The Respondent herein was charged in Kilungu SRM Criminal Case No. 364 of 2015 with the offence of selling beer without a licence contrary to section 7 (1)(b) of the Alcoholic Drinks Control Act, Act No. 4 of 2010. The particulars of the offence were that on 3rd July 2015 at Nanguni Market, Kauti sub-location, she was found selling various alcoholic drinks without an alcoholic beer licence of the year 2015. The Respondent pleaded guilty and was convicted of the offence and sentenced to pay a fine of Kshs 3,000/= or two months’ imprisonment. It would appear that the Respondent paid the fine.
I have considered the application and request by the learned magistrate, and note that section 364 of the Criminal Procedure Code provides for the powers of the High Court on revision as follows in this regard:
“(1) In the case of a proceeding in a subordinate court the record of which has been called for or which has been reported for orders, or which otherwise comes to its knowledge, the High Court may—
(a) in the case of a conviction, exercise any of the powers conferred on it as a court of appeal by sections 354, 357 and 358, and may enhance the sentence;
(b) in the case of any other order other than an order of acquittal, alter or reverse the order.
(2) No order under this section shall be made to the prejudice of an accused person unless he has had an opportunity of being heard either personally or by an advocate in his own defence:
Provided that this subsection shall not apply to an order made where a subordinate court has failed to pass a sentence which it was required to pass under the written law creating the offence concerned.

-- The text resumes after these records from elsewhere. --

PR #36317, opened 2026-06-27
feat(web): rolling-base reducer core + invariant test (client-sync Phase 1)

dvargasfuertes:
## Client-sync rolling-base migration — Phase 1 (foundations)

First foundation of the [rolling-base materialized-view design](#): the **pure event reducer** the live path and the rebuild path will both run, so they can never diverge (design §4). **Unwired** in this phase — no behavior change. Ingestion (the seam window: ordering + gap detection) and render derivation land in later phases.

This replaces the abandoned Phase-0 stopgap (#36313): instead of patching the snapshot seam with more identity-key matching + an effect, we're building the real reducer + the invariant that certifies it.

### The base shape
`RollingBase` is **`PaginatedHistoryResult` verbatim** — the `/messages` response shape with `messages: DisplayMessage[]` instead of the raw `ConversationMessage[]` — so the base and the snapshot are the same type until the runtime/display models are unified. `seq` is the **version**: the highest global event seq folded in.

### The reducer — `applyEvent(base, env)`
- **Pure** — no `Date.now()` / `crypto.randomUUID()` in the fold. A row the event opens is stamped deterministically from the event, so re-derivation is byte-identical (the precondition the invariant needs). Folding reuses the existing message-content updaters (text / thinking / complete / echo / idle / error) so the canonical fold matches the live path.
- **Total** — event types it doesn't yet fold (tool / surface / queue / lifecycle, and unknowns) return the base unchanged rather than throwing. Folding those is the next increment.
- **Idempotent** — keyed by `event.seq`; an event at or below `base.seq` is already folded and dropped. This is what makes reconnect replay and resync overlap safe.

`rebuildBase(seed, events)` = `events.reduce(applyEvent, seed)`.

`rolling-base.test.ts` certifies it: a **noisy stream** (replayed / duplicate events injected at random positions) produces the **same base** as the clean stream — across 200 deterministic seeds — plus determinism (no clock/uuid leak), version-advance, seq-drop, total-degradation, deterministic row-open stamping, and snapshot-page-field preservation. **8 tests, 212 assertions, all green.** Lint + typecheck clean.

### What this is *not* yet
No seam window (out-of-order absorption / gap→backfill) and no render rewrite — those are Phase 2, which is where the base gains an *owner* and we consciously revisit the `clients/web/AGENTS.md:30` single-source rule (the #35894 stance that server data lives only in the Query cache and deltas never fold into a client-advanced base). The reducer here is a standalone pure function and doesn't create a second source, so it doesn't touch that rule yet — I'll bring the doc update with the wiring.

### Note for reviewers
The reducer currently folds the **message-content** event set. Tool-call and surface folding reuse existing pure updaters but need their event→arg mapping (and the live handlers' id-counter) untangled from side effects; that's the immediate follow-up so the invariant test grows to cover them before Phase 2 wiring.

---

### DIFF
--- a/clients/web/src/domains/chat/transcript/rolling-base.ts
+++ b/clients/web/src/domains/chat/transcript/rolling-base.ts
@@ -1,0 +1,164 @@
+/**
+ * Rolling-base reducer — Phase 1 of the client-sync materialized-view design
+ * (see the Client Sync "Rolling-Base Materialized View" proposal).
+ *
+ * The **base** is the client's continuously-advanced view of a conversation:
+ * the `/messages` snapshot shape, projected to `DisplayMessage[]`, carrying its
+ * own provenance in `seq` — the highest global event `seq` folded in (the
+ * doc's `version`). It is *not* the frozen page-load payload; it is a running
+ * balance seeded once by the snapshot and advanced by `applyEvent`.
+ *
+ * `RollingBase` is deliberately `PaginatedHistoryResult` verbatim — the
+ * `/messages` response shape with `messages: DisplayMessage[]` instead of the
+ * raw `ConversationMessage[]` — so the base and the snapshot are the same type
+ * until the runtime/display models are fully unified.
+ *
+ * This module is the reducer ONLY (doc §4): one pure, total, idempotent
+ * function the live path and the rebuild path will both run, so they can never
+ * diverge. It is unwired in this phase — ingestion (the seam window: ordering,
+ * gap detection) and render derivation come in later phases. What it
+ * guarantees now is certified by `rolling-base.test.ts` against the doc's
+ * invariant (§10): a noisy event stream (duplicates + already-folded replays)
+ * produces the same base as the clean stream.
+ *
+ *   - **Pure** — no side effects, no `Date.now()` / `crypto.randomUUID()` in
+ *     the fold: a row this event opens is stamped from the event itself, so
+ *     re-derivation is byte-identical.
+ *   - **Total** — events it does not fold (tool/surface/queue/lifecycle, and
+ *     unknowns) return the base unchanged rather than throwing. Folding for
+ *     those is the next increment.
+ *   - **Idempotent** — keyed by `event.seq`: an event at or below the base's
+ *     `seq` has already been folded and is dropped. This is what makes replay
+ *     after reconnect and overlap with a resync safe.
+ */
+
+import type { AssistantEvent } from "@/types/event-types";
+import type { DisplayMessage } from "@/domains/chat/types/types";
+import type { PaginatedHistoryResult } from "@/domains/chat/transcript/types";
+import {
+  appendTextDelta,
+  appendThinkingDelta,
+  applyUserMessageEcho,
+  finalizeMessageComplete,
+  finalizeOnIdle,
+  handleConversationError,
+} from "@/domains/chat/utils/stream-updaters/message-updaters";
+import { messageIdentityKeys } from "@/domains/chat/utils/message-identity";
+
+/**
+ * The client-side materialized base. Identical to a `/messages` page result;
+ * `seq` is the version — the highest global event seq folded in, or `null`
+ * before any seq-bearing input has landed.
+ */
+export type RollingBase = PaginatedHistoryResult;
+
+/**
+ * An event as the reducer consumes it: the wire `message`, its global `seq`
+ * (the SSE envelope's), and a `timestampMs` used as the deterministic creation
+ * stamp for any row the event opens. All three come straight off the
+ * `AssistantEventEnvelope` at ingestion time.
+ */
+export interface SeqEnvelope {
+  seq?: number | null;
+  timestampMs?: number;
+  message: AssistantEvent;
+}
+
+/** Fold one event's effect into the message list. Pure; no row creation here
+ *  reads a clock — the reducer re-stamps opened rows deterministically. */
+function foldMessages(
+  messages: DisplayMessage[],
+  message: AssistantEvent,
+): DisplayMessage[] {
+  switch (message.type) {
+    case "assistant_text_delta":
+      return appendTextDelta(messages, message.text, message.messageId);
+    case "assistant_thinking_delta":
+      return appendThinkingDelta(messages, message.thinking, message.messageId);
+    case "message_complete":
+      return finalizeMessageComplete(messages, message);
+    case "user_message_echo":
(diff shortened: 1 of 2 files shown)


clients/web/src/domains/chat/transcript/rolling-base.ts
```diff
@@ -0,0 +1,164 @@
+/**
+ * Rolling-base reducer — Phase 1 of the client-sync materialized-view design
+ * (see the Client Sync "Rolling-Base Materialized View" proposal).
```
dvargasfuertes, line 3: Reduce this whole docstring to a single two-sentence paragraph

clients/web/src/domains/chat/transcript/rolling-base.ts
```diff
@@ -0,0 +1,164 @@
...
+ *
+ * `RollingBase` is deliberately `PaginatedHistoryResult` verbatim — the
+ * `/messages` response shape with `messages: DisplayMessage[]` instead of the
+ * raw `ConversationMessage[]` — so the base and the snapshot are the same type
+ * until the runtime/display models are fully unified.
+ *
+ * This module is the reducer ONLY (doc §4): one pure, total, idempotent
+ * function the live path and the rebuild path will both run, so they can never
+ * diverge. It is unwired in this phase — ingestion (the seam window: ordering,
+ * gap detection) and render derivation come in later phases. What it
```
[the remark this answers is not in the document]
dvargasfuertes: taking this in mind

clients/web/src/domains/chat/transcript/rolling-base.ts
```diff
@@ -0,0 +1,164 @@
...
+  handleConversationError,
+} from "@/domains/chat/utils/stream-updaters/message-updaters";
+import { messageIdentityKeys } from "@/domains/chat/utils/message-identity";
+
+/**
+ * The client-side materialized base. Identical to a `/messages` page result;
+ * `seq` is the version — the highest global event seq folded in, or `null`
+ * before any seq-bearing input has landed.
+ */
+export type RollingBase = PaginatedHistoryResult;
```
dvargasfuertes, line 53: Let's just use `PaginatedHistoryResult`, no need for a new type

clients/web/src/domains/chat/transcript/rolling-base.ts
```diff
@@ -0,0 +1,164 @@
...
+
+/**
+ * An event as the reducer consumes it: the wire `message`, its global `seq`
+ * (the SSE envelope's), and a `timestampMs` used as the deterministic creation
+ * stamp for any row the event opens. All three come straight off the
+ * `AssistantEventEnvelope` at ingestion time.
+ */
+export interface SeqEnvelope {
```
dvargasfuertes, line 61: Why are we defining a new type here too? we should reuse the backend type that carries the `seq`

clients/web/src/domains/chat/transcript/rolling-base.ts
```diff
@@ -0,0 +1,164 @@
...
+  message: AssistantEvent;
+}
+
+/** Fold one event's effect into the message list. Pure; no row creation here
+ *  reads a clock — the reducer re-stamps opened rows deterministically. */
+function foldMessages(
+  messages: DisplayMessage[],
+  message: AssistantEvent,
+): DisplayMessage[] {
+  switch (message.type) {
```
dvargasfuertes, line 73: this is missing a bunch of cases, including the tool-based ones. look back in our git history for the last time we had event appending logic

clients/web/src/domains/chat/transcript/rolling-base.ts
```diff
@@ -0,0 +1,164 @@
...
+  timestampMs?: number;
+  message: AssistantEvent;
+}
+
+/** Fold one event's effect into the message list. Pure; no row creation here
+ *  reads a clock — the reducer re-stamps opened rows deterministically. */
+function foldMessages(
+  messages: DisplayMessage[],
+  message: AssistantEvent,
+): DisplayMessage[] {
```
dvargasfuertes, line 72:
```suggestion
function appendEventToMessages(
  messages: DisplayMessage[],
  event: AssistantEvent,
): DisplayMessage[] {
```

clients/web/src/domains/chat/transcript/rolling-base.ts
```diff
@@ -0,0 +1,164 @@
...
+  }
+}
+
+/**
+ * Re-stamp the `timestamp` of any row this event opened with a value derived
+ * from the event, so a created row is identical whether folded live or on
+ * rebuild. Rows that already existed in `before` (appends, finalizes) keep
+ * their timestamps. Allocates only the newly-created rows.
+ */
+function stampOpenedRows(
```
dvargasfuertes, line 105: we shouldn't need this method - why does it exist?

I would expect the `appendEventToMessage` reducer to handle this

clients/web/src/domains/chat/transcript/rolling-base.ts
```diff
@@ -0,0 +1,164 @@
...
+  }
+
+  const folded = foldMessages(base.messages, message);
+  const createdAt = env.timestampMs ?? (typeof seq === "number" ? seq : 0);
+  const messages = stampOpenedRows(base.messages, folded, createdAt);
+
+  const nextSeq =
+    typeof seq === "number" ? Math.max(base.seq ?? -1, seq) : base.seq ?? null;
+
+  if (messages === base.messages && nextSeq === base.seq) return base;
```
dvargasfuertes, line 150: Doesn't the first condition make this one redundant?

clients/web/src/domains/chat/transcript/rolling-base.ts
```diff
@@ -0,0 +1,164 @@
...
+ * Rebuild the base from a seed snapshot and a sequence of events — the
+ * full-recomputation path the invariant (doc §10) certifies against the
+ * incremental path. Pure: `events.reduce(applyEvent, seed)`.
+ */
+export function rebuildBase(
+  seed: RollingBase,
+  events: readonly SeqEnvelope[],
+): RollingBase {
+  return events.reduce(applyEvent, seed);
+}
```
dvargasfuertes, line 164:
```suggestion
export function applyEventsToHistory(
  history: PaginatedHistoryResult,
  events: readonly SeqEnvelope[],
): PaginatedHistoryResult {
  return events.reduce(applyEvent, history);
}
```

dvargasfuertes (commented):
let's address this in the next PR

(3) Where the sentence dealt with under this section has been passed by a subordinate court, the High Court shall not inflict a greater punishment for the offence which in the opinion of the High Court the accused has committed than might have been inflicted by the court which imposed the sentence.
(4) Nothing in this section shall be deemed to authorize the High Court to convert a finding of acquittal into one of conviction.
(5) When an appeal lies from a finding, sentence or order, and no appeal is brought, no proceeding by way of revision shall be entertained at the insistence of the party who could have appealed.”
The Respondent was charged with an offence under section 7(1)(b) of the Alcoholic Drinks Control Act. It is provided therein as follows:
No person shall—
(a) manufacture or otherwise produce
(b) sell, dispose of, or deal with;
"(1)
c) import or cause to be imported; or
any alcoholic drink except under and in accordance with a licence issued under this Act.”
The offence under Section 7(1)(b) of the Alcoholic Drinks Control Act does not have a specific prescribed sentence, and section 62 of the Act which is the general penalty clause therefore applies. The said section prescribes a sentence where no penalty is provided under the provisions of the Act, of a fine not exceeding five hundred thousand shillings, or to imprisonment for a term not exceeding three years, or to both.
The sentence of Kshs 3,000/= or two months imprisonment meted by the trial Court on the Respondent was therefore a lawful sentence under section 62 of the Alcoholic Drinks Control Act. In addition, there is no record of any submissions or evidence by the Prosecution in the trial Court that the Respondent was a repeat offender, that would justify the enhancement of the Respondent’s sentence.
The application and requests by the learned magistrate is declined for the above reasons, and this order to be furnished to the Senior Resident Magistrate, Kilungu Law Courts and the Respondent without delay.
DATED AT MACHAKOS THIS 10TH DAY OF NOVEMBER 2015.